Isso significa que, muito embora a proteção às obras ocorra de forma transnacional, haja vista os princípios da proteção automática e da ausência de formalidades garantidos pela Convenção de Berna, cada país regulará a matéria de forma ligeiramente diferente.
Ou seja, uma obra criada nos Estados Unidos (Steamboat Willie, por exemplo) será protegida, independentemente de registro e qualquer outra formalidade, em todos os países signatários da Convenção de Berna, como o Brasil.
Proteção transnacional
Agora, os termos específicos da proteção transnacional garantida mudará de país para país. No Brasil, a LDA não prevê qualquer prazo de proteção superior a 70 anos. Isso significa que, eventual transcurso de prazos de proteção nos EUA, pouca influência terá no Brasil.

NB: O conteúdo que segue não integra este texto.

PR #5621, opened 2021-01-02
[node] Correction of missing types

zce:
`query` & `cookie` may be undefined.

### Related Issues

none

#### Tests

#### Code Review


TooTallNate:
@zce Thank you for the PR. However, I'm not sure that this is the case. From [looking at the code](https://github.com/vercel/vercel/blob/971481ba51b60112e2c8b4d9764df6ab9954d9a4/packages/now-node/src/helpers.ts#L49-L69), it seems to me that those properties should always be at least an empty object.

Can you clarify in which situation `query` and/or `cookie` would be undefined?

De acordo com a LDA, uma obra audiovisual se define como “a que resulta da fixação de imagens com ou sem som, que tenha a finalidade de criar, por meio de sua reprodução, a impressão de movimento”. Pela exceção à regra, é a obra audiovisual Steamboat Willie, que se encontra em domínio público.
Com todo o respeito a entendimentos em sentido contrário, entende-se temerário afirmar que o personagem, Mickey Mouse, ou qualquer outra obra utilizada na configuração da obra audiovisual, tenha entrado em domínio público junto com o curta-metragem.
Certamente, a possível utilização de trechos do filme ocasionará na também utilização do personagem que encena o filme, nos exatos formatos e contexto das cenas. No entanto, o domínio público de todo e qualquer elemento que não se restrinja ao audiovisual, propriamente, seguirá a regra geral de 70 anos após o falecimento do autor — no caso do Mickey, com o acréscimo da regra da coautoria, ou seja, o cômputo do prazo ocorrerá não pela data de falecimento de Walt Disney (1966), mas de Ub Iwerks (1971).
Maurício Brum Esteves é advogado da área de Direito Digital do escritório Silveiro Advogados, mestre em Direito Público pela Unisinos e membro e ex-presidente da Comissão Especial de Propriedade Intelectual da OAB-RS e é Data Protection Officer (DPO).